PR #2341, opened 2022-05-25
Optimized opaque Bitmap rectangle fill. BitBlt now accepts both full bitmap and screen coordinates

mikeoliphant:
## Description
This small change optimizes filling of rectangles in Bitmap.DrawRectangle() when the fill color is opaque. It is a modest (about 15%) speed improvement, but it applies to a common use case.

## Motivation
- Following nanoframework/nanoFramework.Graphics#106.

## How Has This Been Tested?
Testing by building and running on the M5Core2 target.

## Types of changes

## Checklist


josesimoes:
15% it's a very nice improvement!

mikeoliphant:
I made another fix which I was intending to submit separately, but I forgot it would get tacked onto this active PR.

The fix is for a bug preventing several of the display drivers from obeying the window size passed to DisplayDriver::BitBlt - only full screen blits were working properly.

The fixes are for ILI9341_240x320, ILI9342_320x240, ST7735S, and ST7789V_240x320.

I have only tested ILI9342_320x240 as that is the only one I have - the code is very similar for the other displays, though, so I'm pretty sure it should be correct.

Without this fix, it is impossible to blit sub-regions of the screen - doing a partial flush of a bitmap, for example.

mikeoliphant:
It just occurred to me that the blit operation is ambiguous between blitting the sub-region (x, y, width, height) of the data to screen position (x, y) and blitting the sub-region (0, 0, width, height) of the data to screen position (x, y).

The existing code was doing the latter. My change makes it do the former. Both operations are useful. Ideally, the BitBlt operation would allow specifying both bitmap source xy and screen destination xy.

mikeoliphant:
From the git history, it looks like the BitBlt interface was originally operating the way I've now changed it back to. Then it was changed at some point - probably to allow for blitting a non-fullscreen bitmap to a different position on the screen? @AdrianSoundy @Ellerbach

josesimoes:
> From the git history, it looks like the BitBlt interface was originally operating the way I've now changed it back to. Then it was changed at some point - probably to allow for blitting a non-fullscreen bitmap to a different position on the screen? 

That is correct. IIRC @Ellerbach  was the one making that improvement. He can comment further.

josesimoes:
> It just occurred to me that the blit operation is ambiguous between blitting the sub-region (x, y, width, height) of the data to screen position (x, y) and blitting the sub-region (0, 0, width, height) of the data to screen position (x, y).

Agreed that both should exist as they fit different usage needs, and both are perfectly valid.

Ellerbach (approved):
Thanks, looks good to me. There are quite few things to optimize and add to this library! Still missing proper rotation and orientation as well as reverting colors for the full screen! So keep coming the improvements!
Last huge one was about adding all those drivers as well as ability to initialize them from the managed side and write directly on the screen for small ram devices as well as writing with dedicated font for the same purpose!
So thanks an keep the improvements coming :-)

mikeoliphant:
I'd be happy to have this PR go through as it addresses my use case (which I think the most common one) - using a bitmap as a full-screen frame buffer.

It does have limitations, though, as I mentioned above:

1) The bitmap *must* be full screen width. BitBlt doesn't take a stride, so the width of the screen is assumed.
2) No screen destination coordinates can be specified independently.

To handle all cases, the BitBlt interface would need to be changed to something like:

BitBlt(int src_x, int src_y, int width, int height, int stride, int dest_x, int_dest_y, CLR_UINT32 data[]) 

This would blit the source rectangle "src_x, src_y, width, height" to position "dest_x, dest_y" on the screen where the actual full width of the bitmap data is "stride".

If you guys think it makes sense, I'd be happy to add that change to this PR. It has more far-ranging consequences, though, so maybe it would be better to consider separately?

josesimoes:
@mikeoliphant thanks for volunteering to the task. 👍🏻 

If I understood all this correctly your change would break a recent change from @Ellerbach  which was precisely to allow making partial updates of a screen so devices low on RAM can deal with displays. To keep supporting that, it would require that extra work that you're kindly offering to tackle.

My take on this would be to have that 2nd part here as it would be the only way forward **without** introducing any breaking changes nor take back features.

@Ellerbach toughts?

mikeoliphant:
Yes - the changes would definitely need to be exposed at the managed level. Fortunately, there aren't too many points of contact - really just the Bitmap Flush() method.

All in all, I think I would only have to change DisplayDriver::BitBlt, GraphicsDriver::Screen_Flush and the Bitmap Flush() managed interface.

josesimoes (approved):
LGTM!

Ellerbach (approved):
Thanks, looks good to me now. So the managed library needs to be updated as well.

mikeoliphant:
I just noticed that this may have caused some issues for the DisplayControl class. I'm looking into it now.

PR #2372, opened 2022-06-15
Fix memory alloc/free for non XIP storage

josesimoes:
## Description
- Add call to free memory on CLR_RT_Assembly::DestroyInstance (there was a memory leak with allocation in ContiguousBlockAssemblies).
- Add call to free memory on failure during ContiguousBlockAssemblies.
- Remove unnecessary checks for pointer not NULL.

## Motivation and Context
- Fixes memory leak when running targets with non XIP storage.

## Types of changes

## Checklist


josesimoes:
@dougboling care to review please?

dougboling:
Jose,
You know the code vastly more than I. However, I worry that DestroyInstance is called in situations where m_header is not a malloc'ed buffer. 

For example, line 395 of src\CLR\CorLib\corlib_native_System_Reflection_Assembly.cpp. In there, m_header seems to be a pointer to a stack object. There, DestroyInstance is called If the routine fails at any point.

Or in LoadDownloadedAssemblies Line 228 in src\CLR\Core\Execution.cpp. There header is returned from GetFirstElement. Is that a malloc'ed buffer? I don't know the code enough to trace the permutations. 

Note, I use header and m_header interchangeably because header is assigned to m_header in CreateInstance.

Is there a need to check some flag such as the XIP state before assuming that m_header points to a native heap object?
Doug

josesimoes:
We may have to add a new flag to the assembly  struct to signal if this should be freed at DestroyInstance or not...

At that point, no mater where it's called from, there is no way to know if it was malloced (or not) or if the storage from where it was loaded from is XIP or not.

josesimoes:
@dougboling I'm back to this PR so we can close it. Those cases you've mentioned (and all the rest) do not require a call to free, as the only execution path that mallocs memory it's the one that you've spotted when loading from non XIP storage. 

The other execution significantly different it's the WIN32 build. Over there the files are loaded in RAM and are freed by the file API.

Please review this when you have the opportunity.

dougboling:
One problem with the change is a new warning compiling Line 1869 of TypeSystem.cpp:
    if (this->m_flags & CLR_RT_Assembly::FreeOnDestroy != 0)

I fixed this by adding an additional set of parens to explicitly define the statement:
    if ((this->m_flags & CLR_RT_Assembly::FreeOnDestroy) != 0)

After that fix, the code compiles clean and appears to work on my system.

Doug

dougboling (changes requested):
Line 1869 of TypeSystem.cpp needs an additional set of parens to encapsulate the AND of the flag before the test for non-zero. As in:
if ((this->m_flags & CLR_RT_Assembly::FreeOnDestroy) != 0)
Without this change, building the file produces a warning.

src/CLR/Core/TypeSystem.cpp
```diff
@@ -1865,6 +1865,12 @@ void CLR_RT_Assembly::DestroyInstance()
     }
 #endif
 
+    // check if header has to be freed (in case the assembly lives in RAM)
+    if (this->m_flags & CLR_RT_Assembly::FreeOnDestroy != 0)
```
josesimoes, line 1869: per @dougboling suggestion

```suggestion
    if ((this->m_flags & CLR_RT_Assembly::FreeOnDestroy) != 0)
```

josesimoes:
@dougboling I've totally missed that warning locally, but the pipeline it's complaining about it too! 😯 
Fixed. Thanks!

....

▸ TASK DESCRIPTION:
Print, please, the lines from the first line of the material through the line that contains "## How Has This Been Tested?", exactly as written and with nothing added.

▸ SOLUTION FOR THIS PROBLEM:
PR #2341, opened 2022-05-25
Optimized opaque Bitmap rectangle fill. BitBlt now accepts both full bitmap and screen coordinates

mikeoliphant:
## Description
This small change optimizes filling of rectangles in Bitmap.DrawRectangle() when the fill color is opaque. It is a modest (about 15%) speed improvement, but it applies to a common use case.

## Motivation
- Following nanoframework/nanoFramework.Graphics#106.

## How Has This Been Tested?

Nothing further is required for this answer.